**Collected data:**
PR #1206, opened 2026-05-07
DEMOS-2015-add-deletion-path-for-deliverables

TARehman:
This PR adds the basic ability to soft-delete deliverables by adding a new deliverable status and action for deletion. The actual implementation of deletion will be done in a separate PR; this one focuses on refining some of the checks and adding appropriate records to the database.

### DIFF
--- a/server/src/model/deliverable/deliverableResolvers.ts
+++ b/server/src/model/deliverable/deliverableResolvers.ts
@@ -40,6 +40,7 @@ import { getManyDocuments } from "../document";
 import { getFormattedDeliverableActions } from "../deliverableAction";
 import { getManyDeliverableDemonstrationTypes } from "../deliverableDemonstrationType";
 import { selectManyDeliverableExtensions } from "../deliverableExtension/queries";
+import { DELETED_DELIVERABLE_STATUS } from "../../constants";
 
 export async function resolveDeliverable(
   parent: PrismaDocument,
@@ -52,7 +53,7 @@ export async function resolveDeliverable(
 
   if (parentType === Prisma.ModelName.Document) {
     if (parent.deliverableId) {
-      filter = { id: parent.deliverableId };
+      filter = { id: parent.deliverableId, NOT: { statusId: DELETED_DELIVERABLE_STATUS } };
     } else {
       filter = null;
     }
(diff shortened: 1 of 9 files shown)


james-becwar-cms (approved):

server/src/model/deliverable/deliverableResolvers.ts
```diff
@@ -92,7 +98,7 @@ export async function resolveManyDeliverables(
 }
 
 export async function queryDeliverables(): Promise<PrismaDeliverable[]> {
-  return await getManyDeliverables();
+  return await getManyDeliverables({ NOT: { statusId: DELETED_DELIVERABLE_STATUS } });
```
connor-parke-icf, line 101: theres kinda an asymmetry here with how, for singular records we filter after querying, but for many records we can keep the filter within the getMany call. Discussed, but it still feels a little off to me. i dont know how it might be done differently though, given the constraints.

server/src/model/deliverable/validateDeliverableInputs.test.ts
```diff
@@ -627,15 +634,31 @@ describe("validateDeliverableInputs", () => {
...
 
+    it("should call the check functions", async () => {
+      const testInput: Partial<PrismaDeliverable> = {
+        id: "86e6a9f2-ea55-40de-a802-507d5b2cd852",
+        statusId: "Upcoming",
+        cmsOwnerUserId: "7d8fdea5-ca19-42e5-af50-98836b6d47db",
+      };
+
+      await validateSubmitDeliverableInput(testInput as PrismaDeliverable, mockTransaction);
+      expect(checkDeliverableHasStatus).toHaveBeenCalledExactlyOnceWith(
```
connor-parke-icf, line 645: ah i see, so the check for final statuses was replaced with the check for any status; makes sense

connor-parke-icf (approved):
LGTM, i like the generalization of the status checker

server/src/model/deliverable/deliverableResolvers.ts
TARehman: Yeah, I agree that it feels a little inconsistent. The ultimate generalization is probably something like four functions:

- get a single thing and throw if it's missing
- get a single thing and don't throw if it's missing
- get multiple things and don't throw if it's missing
- get multiple things and throw if it's missing

Or the argument option where we say whether you should throw or not.

server/src/model/deliverable/validateDeliverableInputs.test.ts
TARehman: Yeah I realized after the fact that I could have just used the general status check from the start, but didn't think to go back and refactor until now.

PR #1211, opened 2026-05-08
DEMOS-1736-add-comment-queries

TARehman:
Initial work for DEMOS-1736 which is kind of intertwined with DEMOS-1958. This is adding some basic types and queries to start returning comments in the deliverable API. This is related to 1958 because of restrictions applied to deletion when something already has comments.

- Makes a small update to make the comment field non-empty string, updates the DB model and enforces this with check constraints.
- Defines a single comment type; this type is basically identical for both private and public comments, so it is living in `publicComment` for now. Note that from a GQL perspective there is no such thing as a `PrivateComment` or a `PublicComment`; they are all just `DeliverableComment`.
- Tweaks the `resolveDeliverable` function so it will work with comments. Note that this is a temporary fix; that entire structure will likely be refactored to follow @connor-parke-icf's patterns once the work is more or less done on deliverables. Note also that the incoming type is not a 1:1 match with the name of the Prisma model, since both `PublicComment` and `PrivateComment` map to `DeliverableComment`.
- Adds some comment-related queries.
- Tests throughout.

Passes SQ, passes tests, and I remembered to update the client this time to 🤞🏻 hopefully avoid causing another build error! 😁


james-becwar-cms (approved):

server/src/model/publicComment/publicCommentSchema.ts
```diff
@@ -0,0 +1,22 @@
+import { gql } from "graphql-tag";
+import { Deliverable, NonEmptyString, User } from "../../types";
+
+export const publicCommentSchema = gql`
+  type DeliverableComment {
+    id: ID!
+    deliverable: Deliverable!
```
connor-parke-icf, line 7: we might not actually need to resolve the deliverable from the comment at the moment, unless we have use cases where we want to find all of a users' comments, and the deliverables theyre on.  Might simplify things to eliminate that backlink

server/src/model/publicComment/publicCommentResolvers.test.ts
```diff
@@ -0,0 +1,72 @@
...
+    user: {
+      id: "940eb632-e307-439f-97ff-62dc42abbecd",
+    },
+  };
+
+  beforeEach(() => {
+    vi.resetAllMocks();
+  });
+
+  describe("DeliverableComment.authorUser", () => {
```
connor-parke-icf, line 47: though the actual resolver behavior is tested elsewhere, i dont think we are checking that DeliverableComment.deliverable points toward the resolveDeliverable function. Not a huge deal, but may be good to have a test that says "defers to resolveDeliverable" (assuming we want to keep that backlink)

connor-parke-icf (approved):
LGTM! no blockers, but a couple of comments. i see what you were saying about the old pattern meeting the new, with the info-param-based resolver structure of deliverable vs the arrow functions of deliverableComments. 
Im sure we will have a usecase of resolving the deliverable from the comment in the future, but for now it might reduce surface area if that "backlink" wasnt there. Its already implemented though, so not sure if it matters or not

PR #1212, opened 2026-05-08
task/cleanup-small-sq-items

TARehman:
Two very small cleanup items for SQ gripes that I was able to address while finishing up for the day. There's one left open for now that deals with the token decoder and I think it might need more brainpower than I have to spare on a Friday afternoon.

Side note: SQ told me to fix one thing with a different pattern, then promptly complained about that pattern and wanted it changed again. I just think it's funny. 🤣

### DIFF
--- a/server/src/model/applicationPhase/declareCompletenessPhaseIncomplete.ts
+++ b/server/src/model/applicationPhase/declareCompletenessPhaseIncomplete.ts
@@ -27,7 +27,7 @@ export async function declareCompletenessPhaseIncomplete(
       await updatePhaseStatus(applicationId, "Completeness", "Incomplete", tx);
       await updatePhaseStatus(applicationId, "Application Intake", "Started", tx);
 
-      const datesToDelete: DateType[] = [
+      const datesToDelete = new Set<DateType>([
         "Completeness Start Date",
         "Completeness Completion Date",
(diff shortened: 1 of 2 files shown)


server/src/model/applicationPhase/declareCompletenessPhaseIncomplete.ts
```diff
@@ -27,7 +27,7 @@ export async function declareCompletenessPhaseIncomplete(
       await updatePhaseStatus(applicationId, "Completeness", "Incomplete", tx);
       await updatePhaseStatus(applicationId, "Application Intake", "Started", tx);
 
-      const datesToDelete: DateType[] = [
+      const datesToDelete = new Set<DateType>([
```
connor-parke-icf, line 30: Interesting that this was highlighted by SQ, what was the warning message for this? i wouldnt think it would know whether or not to use an array or a set here.

connor-parke-icf (approved):

server/src/model/applicationPhase/declareCompletenessPhaseIncomplete.ts
TARehman: It was basically like "you should use Set in this case for what you're testing", I was surprised it found it as well.

PR #888, opened 2019-10-16
ICU-20872 remove extra ; after function {}

FrankYFTang:
##### Checklist

- [X] Issue filed: https://unicode-org.atlassian.net/browse/ICU-20872
- [x] Issue accepted
- [ ] Tests included

### DIFF
--- a/icu4c/source/i18n/unicode/numberformatter.h
+++ b/icu4c/source/i18n/unicode/numberformatter.h
@@ -2600,7 +2600,7 @@ StringClass FormattedNumber::toDecimalNumber(UErrorCode& status) const {
     StringByteSink<StringClass> sink(&result);
     toDecimalNumber(sink, status);
     return result;
-};
+}
 #endif // U_HIDE_DRAFT_API
 
 /**


jefgen:
> @jefgen How did this get past our build bots that were specifically designed to prevent this from happening?

I think this might be because the build bots are still on Clang version 6.0 ([link](https://github.com/Microsoft/azure-pipelines-image-generation/blob/master/images/linux/Ubuntu1604-README.md)), and it looks like it wasn't until Clang [version 7.0](http://releases.llvm.org/7.0.0/tools/clang/docs/ReleaseNotes.html) that `Wextra-semi` also enabled `Wc++98-compat-extra-semi`.

So I think we missed this when we added `Wextra-semi` to the build bots, so adding `Wc++98-compat-extra-semi` seems like the right thing since the bots are still on v6.0

sffc:
It looks like the built bot doesn't like the new flag:

```
checking whether the C compiler works... no
configure: error: in `/home/vsts/work/1/s/icu4c/source':
```

Is this flag *only* supported in Clang 7+?  Maybe Clang 6 doesn't know about that flag and exits when it sees it.

FrankYFTang:
> It looks like the built bot doesn't like the new flag:
> 
> ```
> checking whether the C compiler works... no
> configure: error: in `/home/vsts/work/1/s/icu4c/source':
> ```
> 
> Is this flag _only_ supported in Clang 7+? Maybe Clang 6 doesn't know about that flag and exits when it sees it.

I remove the flag change. Could we just land this only with the .h change?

**The task:** Every line above in which the word "supported" occurs needs to be copied.

**Expected answer:**
Is this flag *only* supported in Clang 7+?  Maybe Clang 6 doesn't know about that flag and exits when it sees it.
> Is this flag _only_ supported in Clang 7+? Maybe Clang 6 doesn't know about that flag and exits when it sees it.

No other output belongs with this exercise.